In the case of an uptrend, the following conditions must be met:
- The price moves above the MA lines
- lines have a moving average with a period of 34 above the line with a period of 55.
- MA lines are directed upwards
In the case of a downtrend, the following conditions must be met:
- The price moves below the MA lines
- The price moves 34 below the line with a period of 55.
- MA lines point down
- The MA lines will act as a support zone during an uptrend and a resistance zone during a downtrend. It is inside and next to this zone that you can find the best points for opening positions according to this trend trading strategy.
forex countertrend strategies
Countertrend strategies are based on the fact that most breakouts do not end up as long-term trends. Therefore, a trader using this strategy seeks to capitalize on the propensity for prices to bounce off previously set highs and lows. Theoretically, counter-trend strategies can be one of the best Forex trading strategies, since they are characterized by a high rate of return.
However, it is important to note that risk management requires more stringent regulations. These trading strategies are based on support and resistance levels. But there is a risk of big losses in cases when the price breaks through these levels. Constant monitoring of the market will not be superfluous at all.
A stable and volatile market is best for this type of strategy. This market environment offers healthy price swings within the trading range.
Remember, however, that market conditions can change. For example, a trend may start in a stable calm market, and as the trend develops, market volatility will increase. How the state of the market may change is unknown. You should look for evidence of what the current state of the market is in order to understand whether it suits your trading style or not.
Forex strategies: How to find the best one?
The concept of an ideal Forex strategy sounds very attractive. In reality, there is only one win-win Forex trading option - not to trade at all. Remember that Forex trading is always risky. It is important to understand that trading is made up of wins and losses. Sometimes you can lose more than you originally invested in the trade.

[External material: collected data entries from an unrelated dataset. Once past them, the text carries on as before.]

PR #319, opened 2026-07-08
chore(deps): fix audit vulnerabilities

brtkx:
Down from 180 vulnerabilities to 3 we cannot fix (2 moderate + 1 low). In the next PR I'll add audit to CI to block merges on high vulnerabilities.


apps/zerodev-signer-demo/tsconfig.json
```diff
@@ -10,7 +10,7 @@
     "incremental": true,
     "module": "esnext",
     "esModuleInterop": true,
-    "moduleResolution": "node",
+    "moduleResolution": "bundler",
```
brtkx, line 13: required by one of the viem's chains after bumping version

OmarBasem (approved):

Sometimes it may seem that some traders have learned some secret because they have a high profit margin. You may have a strong desire to copy their methods in the hope of getting similar results. However, these results are the result of hard work, skills and experience gained over the years. Even if you manage to make successful trades by copying expert traders, you will not learn anything new.
There are no simple Forex trading strategies that will make you a fortune overnight, so don't believe the headlines that promise you. However, through trial and error and using a demo account, you can explore the Forex market and find the style that works for you on your own.